Her head now completely clear, Miss Howard got into the lead torpedo boat without any trouble, and waited for Lucius to bring Ana down the ladder to her; but, not unpredictably, Mr. Roosevelt stepped in to do the honors.
“You get back to your boat, Detective Sergeant,” he said, taking the baby. “I’ve had quite a lot of experience with such little bundles as this one, and you may rest assured that I shall get her safely aboard!” Cradling Aña in one arm, Mr. Roosevelt then made his way nimbly down the long ladder from the pier to our boat. He moved with much greater ease, considering his cargo, than any of us could have done; and I remembered, watching him, that he had five young kids of his own, who he must have toted around in similar if not identical situations many times.
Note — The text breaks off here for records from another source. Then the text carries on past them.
PR #389, opened 2025-12-17
Support for Wasm using Swift SDKs that don't support pthreads

scottmarchant:
# Summary

This PR adds support for compiling `swift-async-algorithms` to wasm using the [Swift SDK for WebAssembly](https://www.swift.org/documentation/articles/wasm-getting-started.html) - but without pthreads and specialized command such as `swift build -Xcc -D_WASI_EMULATED_PTHREAD`.

This is achieved by eliding mutex locking for single-thread non-pthread WASI platforms, similar to the approach used in [swift-log](https://github.com/apple/swift-log/blob/main/Sources/Logging/Locks.swift#L30). This enables building `swift-async-algorithms` with the default Swift for WebAssembly configurations

This PR is [part of a larger effort](https://github.com/PassiveLogic/swift-web-examples/issues/1) by a company called PassiveLogic to enable broad support for Swift WebAssembly compilation.

# Details

- Added additional compilation conditionals to elide mutex locking for WASI platforms that lack pthread support and carry a decently strong guarantee of single-threaded operation.
- Removed specialized wasm build command customization from CI configuration, since `swift-async-algorithms` will now compile with the vanilla default configuration with these changes.

# Testing done

- [x] Cleaned up swiftformat lint on modified lines of change.
- [x] Verified unit tests still pass with these changes
- [x] Verified `swift build` completes without errors
- [x] Verified `swift build --swift-sdk wasm32-unknown-wasip1 --target AsyncAlgorithms` completes without errors
- [x] Verified `swift build --swift-sdk wasm32-unknown-wasip1-threads --target AsyncAlgorithms` completes without errors
- [x] Verified CI passes using [CI check on separate draft PR](https://github.com/PassiveLogic/swift-async-algorithms/actions/runs/20287929178/job/58265876675?pr=1)

# Impact Risk

There should be no negeative impact risk for existing targets. The changes only affect compilation for WASI platforms that don't support pthread, which was previously unsupported.

### DIFF
--- a/.github/workflows/pull_request.yml
+++ b/.github/workflows/pull_request.yml
@@ -15,7 +15,6 @@ jobs:
       linux_exclude_swift_versions: "[{\"swift_version\": \"5.9\"}, {\"swift_version\": \"5.10\"}]]"
       windows_exclude_swift_versions: "[{\"swift_version\": \"5.9\"}]"
       enable_wasm_sdk_build: true
-      wasm_sdk_build_command: swift build -Xcc -D_WASI_EMULATED_PTHREAD
 
   soundness:
     name: Soundness
--- a/Sources/AsyncAlgorithms/Locking.swift
+++ b/Sources/AsyncAlgorithms/Locking.swift
@@ -21,6 +21,9 @@ import WinSDK
 import Bionic
 #elseif canImport(wasi_pthread)
 import wasi_pthread
+#elseif canImport(WASILibc)
+// No locking on WASILibc provided by the current Swift for WebAssembly SDK as of Dec 2025.
+// That SDK is also single-threaded, so we can safely avoid locking altogether.
 #else
 #error("Unsupported platform")
 #endif
@@ -30,6 +33,8 @@ internal struct Lock {
   typealias Primitive = os_unfair_lock
   #elseif canImport(Glibc) || canImport(Musl) || canImport(Bionic) || canImport(wasi_pthread)
   typealias Primitive = pthread_mutex_t
+  #elseif canImport(WASILibc)
+  // This WASILibc variation is single threaded, provides no locks
   #elseif canImport(WinSDK)
   typealias Primitive = SRWLOCK
   #else
@@ -49,6 +54,8 @@ internal struct Lock {
     #elseif canImport(Glibc) || canImport(Musl) || canImport(Bionic) || canImport(wasi_pthread)
     let result = pthread_mutex_init(platformLock, nil)
     precondition(result == 0, "pthread_mutex_init failed")
+    #elseif canImport(WASILibc)
+    // This WASILibc variation is single threaded, provides no locks
     #elseif canImport(WinSDK)
     InitializeSRWLock(platformLock)
     #else
@@ -69,6 +76,9 @@ internal struct Lock {
     os_unfair_lock_lock(platformLock)
     #elseif canImport(Glibc) || canImport(Musl) || canImport(Bionic) || canImport(wasi_pthread)
     pthread_mutex_lock(platformLock)
+    #elseif canImport(WASILibc)
+    // This WASILibc variation is single threaded, provides no locks
+    return
     #elseif canImport(WinSDK)
     AcquireSRWLockExclusive(platformLock)
     #else
@@ -82,6 +92,9 @@ internal struct Lock {
     #elseif canImport(Glibc) || canImport(Musl) || canImport(Bionic) || canImport(wasi_pthread)
     let result = pthread_mutex_unlock(platformLock)
     precondition(result == 0, "pthread_mutex_unlock failed")
+    #elseif canImport(WASILibc)
+    // This WASILibc variation is single threaded, provides no locks
+    return
     #elseif canImport(WinSDK)
     ReleaseSRWLockExclusive(platformLock)
     #else


.github/workflows/pull_request.yml
```diff
@@ -15,7 +15,6 @@ jobs:
       linux_exclude_swift_versions: "[{\"swift_version\": \"5.9\"}, {\"swift_version\": \"5.10\"}]]"
       windows_exclude_swift_versions: "[{\"swift_version\": \"5.9\"}]"
       enable_wasm_sdk_build: true
-      wasm_sdk_build_command: swift build -Xcc -D_WASI_EMULATED_PTHREAD
```
scottmarchant, line 18: @MaxDesiatov Just wanted to call this to your attention. With the changes in this PR, pthreads are no longer required to compile `swift-async-algorithms`. But I verified the pthread approach still gets compiled in when available.

Remove this build command customization seemed like the right thing to do with these changes, but interested to know your thoughts here.

Sources/AsyncAlgorithms/Locking.swift
```diff
@@ -19,9 +19,15 @@ import Musl
 import WinSDK
 #elseif canImport(Bionic)
 import Bionic
-#elseif canImport(wasi_pthread)
+#elseif canImport(WASILibc)
+#if canImport(wasi_pthread)
+import WASILibc
 import wasi_pthread
 #else
+// No locking on WASILibc provided by the current Swift for WebAssembly SDK as of Dec 2025.
```
scottmarchant, line 25: Note that we're using a similar approach in other [swift repos](https://github.com/apple/swift-log/blob/main/Sources/Logging/Locks.swift#L30)

.github/workflows/pull_request.yml
MaxDesiatov: @kateinoigakukun WDYT? IIRC `import wasi_pthread` is available in recent single-threaded Swift SDKs too and these conditional imports are no longer needed?

kateinoigakukun: I'd say it's better to rely on the pthread stub API for better consistency with other platforms. If we don't need to support Swift 6.2, we can unconditionally import `wasi_pthread` regardless of `p1` or `p1-threads`.

Sources/AsyncAlgorithms/Locking.swift
kateinoigakukun: We need to use pthread's mutex API based implementation when `wasi_pthread` is available.

.github/workflows/pull_request.yml
scottmarchant: @MaxDesiatov @kateinoigakukun Would it make sense to update this build command in `swiftlang/github-workflows` when we're able to unconditionally import `wasi_pthread`, and remove the customization here? That way, the build command here will remain consistent with the other wasm CI builds.

Happy to revert this, just wanted to mention that thought before reverting this line. I believe this repo will compile fine in CI either way as long as the remaining changes are in place.

Sources/AsyncAlgorithms/Locking.swift
scottmarchant: Ah right, I should update this import pattern to match the patterns below. It will be a lot more readable that way as well. Thanks @kateinoigakukun!

.github/workflows/pull_request.yml
MaxDesiatov: If that option doesn't belong here in this repository, but is required for `import wasi_pthread` to work (I haven't confirmed this myself), then IMO it should be in the Swift Driver codebase, or a Swift SDK toolset (generated by Swift SDK Generator), or somewhere on that level so that everyone gets that behavior by default.

scottmarchant: @MaxDesiatov +1 for enabling the emulated pthread behavior by default. I think it would help a lot more code out there compile.

Sources/AsyncAlgorithms/Locking.swift
scottmarchant: @kateinoigakukun I adjusted this to simplify the import and align with your comment.

.github/workflows/pull_request.yml
scottmarchant: I'm leaving this as is for now. But if either of you want me to revert, please let me know. Happy to change this.

I confirmed using sdk `swift-6.3-DEVELOPMENT-SNAPSHOT-2025-12-07-a_wasm` that the command `swift build -Xcc -D_WASI_EMULATED_PTHREAD --swift-sdk wasm32-unknown-wasip1 --target AsyncAlgorithms` will make `canImport(wasi_pthread)` truthy, whereas `swift build --swift-sdk wasm32-unknown-wasip1 --target AsyncAlgorithms` makes `canImport(wasi_pthread)` false.

phausler:
@MaxDesiatov I can revert and/or land a fix.

Sources/AsyncAlgorithms/Locking.swift
```diff
@@ -30,6 +33,8 @@ internal struct Lock {
   typealias Primitive = os_unfair_lock
   #elseif canImport(Glibc) || canImport(Musl) || canImport(Bionic) || canImport(wasi_pthread)
   typealias Primitive = pthread_mutex_t
+  #elseif canImport(WASILibc)
+  // This WASILibc variation is single threaded, provides no locks
```
scottmarchant, line 37: @MaxDesiatov I think actually this comment might be mostly correct, because it is an `#elseif` in the case where `canImport(wasi_pthread)` is false. Took me a minute to think about this, since it is so confusingly similar to the older [swift-log pattern](https://github.com/apple/swift-log/blob/main/Sources/Logging/Locks.swift#L30) we're [updating](https://github.com/apple/swift-log/pull/398).

Would you like me to create a PR to align the patterns more closely?

I think this pattern would actually stay the same, but the comment should probably read:

```
// Here, we can not import wasi_pthread, but we can import WASILibc, so
// this is a variation of WASILibc without pthread support. As such, the
// target does not have locks nor mechanisms to become multi-threaded,
// so no locks are needed.
```

Thoughts on this?

scottmarchant: Another option is to move the `canImport(wasi_pthread)` from the line above into a nested wasi condition, and then we would match the swift-nio pattern more closely:

```
…
#elseif canImport(WASILibc)
#if canImport(wasi_pthread)
import wasi_pthread
#else
// This WASILibc variation does not have pthread support, provides no locks, and
// is assumed to be single threaded.
#endif
#else
…
```

MaxDesiatov: Yes, either would be fine if you have a moment to update it. Thank you so much!

scottmarchant: Sounds good, I'll submit a PR shortly with the first option that updates the code comments. Not sure I want to risk changing the imports in this file at the moment.

scottmarchant: @MaxDesiatov @phausler Updated the comments in a follow on PR: https://github.com/apple/swift-async-algorithms/pull/393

Once he’d gotten aboard and was handing the baby over to Miss Howard, Mr. Roosevelt took a moment to actually look at Ana’s appealing little features. “Why,” he said, in a soft way what wasn’t at all like his usual manner, “what an extraordinary face. Look at her eyes, Doctor!”
“Yes,” the Doctor said, as he jumped down from the ladder
into the boat. “I’ve seen them, Roosevelt. A beautiful child.”
Letting one of his big fingers play around little Ana’s face, Mr. Roosevelt offhandedly asked, “Whose is she?”
Mr. Moore, Miss Howard, the Doctor, Cyrus, and I all froze; but fortunately Mr. Roosevelt was too preoccupied to notice.
“Whose?” the Doctor repeated smoothly, as our boat’s engines rumbled to life and our crew began to cast off. “Does it matter, Roosevelt?”
“Matter?” Mr. Roosevelt answered with a shrug. “I don’t know that it matters, but after what we’ve been through, I should like to meet the parents.” He grinned wide as Ana reached out to grasp hold of his finger. “And tell them how lucky they are to have engaged you all.”
“Her parents,” Miss Howard said, coolly and quickly, “are consular officials. French consular officials. Unfortunately, they plan to return home as soon as they’re reunited with the child. Understandably.”
“Ah. Yes.” Mr. Roosevelt nodded, looking serious for a moment. “That is understandable, I suppose—quite understandable. But I hope you’ll emphasize to them, Sara, that this sort of incident is hardly typical of our nation.”
“Of course,” Miss Howard answered.
Grinning again as he went back to studying Ana, Mr. Roosevelt said, “French, you say? What a pity they weren’t Spanish. She has something of a Spanish look about her, this little one. It might have been useful to show those blackguards how a free people handles a problem like this!”
“Mmm, yes,” Mr. Moore said casually. “It might have been.”
“Still,” Mr. Roosevelt went on, as our boat cruised out into the center of the Hudson, “as you say, Doctor, it hardly matters who her family is. She is a child, and she is safe now.” At that Ana reached out again to clutch Mr. Roosevelt’s playful finger, causing his smile to widen. “Do you know,” he said quietly, “I think a baby’s hand is the most beautiful thing in the world.”